Gradient Descent is Pareto-Optimal in the Oracle Complexity and Memory Tradeoff for Feasibility Problems
Moise Blanchard
TL;DR
The paper establishes oracle-complexity lower bounds for solving the feasibility problem under memory constraints, showing that gradient descent with linear memory is Pareto-optimal in the memory-oracle tradeoff up to polylog factors. By constructing a multi-layer hard class of feasibility instances and introducing adaptive depth- and probing-subspace games, the authors derive exponential-in-depth lower bounds that separate memory usage from oracle complexity.
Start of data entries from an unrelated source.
PR #753, opened 2020-07-10
Fixed the panel-tabs design for WP 5.5

blankart:


src/components/panel-tabs/editor.scss
```diff
@@ -8,6 +8,14 @@
...
 		box-shadow: none;
 		flex-wrap: nowrap;
+		> button {
+			display: flex !important;
+			transition: all 0.3s ease-in-out;
+			background: #fff;
+			box-shadow: none;
+			border: 0;
+			flex-wrap: nowrap;
+		}
```
bfintal, line 18: 1) This can be cleaned up since `background`, `box-shadow` are repeated.

```css
&,
> button {
	/* put styles here */
}
```

2) I don't think other style rules like `display` don't do anything for this fix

They reveal a sharp phase transition: with subquadratic memory in dimension $d$, deterministic algorithms pay a polynomial-in-$1/\epsilon$ cost in oracle queries, while quadratic memory allows cutting-plane methods to achieve $O(d\ln(1/\epsilon))$ queries; similar, though weaker, phase behavior appears for randomized algorithms. The results unify and extend prior bounds, clarifying fundamental limits of memory-constrained optimization in the feasibility setting and suggesting that practical methods like gradient descent are, in a precise sense, optimal within the studied tradeoff framework. The techniques—layered hard constructions, adaptive feasibility procedures, and orthogonal-subspace analyses—may inform future advances for convex optimization and related first-order methods under memory constraints.
Abstract
In this paper we provide oracle complexity lower bounds for finding a point in a given set using a memory-constrained algorithm that has access to a separation oracle. We assume that the set is contained within the unit $d$-dimensional ball and contains a ball of known radius $ε>0$. This setup is commonly referred to as the feasibility problem. We show that to solve feasibility problems with accuracy $ε\geq e^{-d^{o(1)}}$, any deterministic algorithm either uses $d^{1+δ}$ bits of memory or must make at least $1/(d^{0.01δ}ε^{2\frac{1-δ}{1+1.01 δ}-o(1)})$ oracle queries, for any $δ\in[0,1]$. Additionally, we show that randomized algorithms either use $d^{1+δ}$ memory or make at least $1/(d^{2δ} ε^{2(1-4δ)-o(1)})$ queries for any $δ\in[0,\frac{1}{4}]$. Because gradient descent only uses linear memory $\mathcal O(d\ln 1/ε)$ but makes $Ω(1/ε^2)$ queries, our results imply that it is Pareto-optimal in the oracle complexity/memory tradeoff. Further, our results show that the oracle complexity for deterministic algorithms is always polynomial in $1/ε$ if the algorithm has less than quadratic memory in $d$. This reveals a sharp phase transition since with quadratic $\mathcal O(d^2 \ln1/ε)$ memory, cutting plane methods only require $\mathcal O(d\ln 1/ε)$ queries.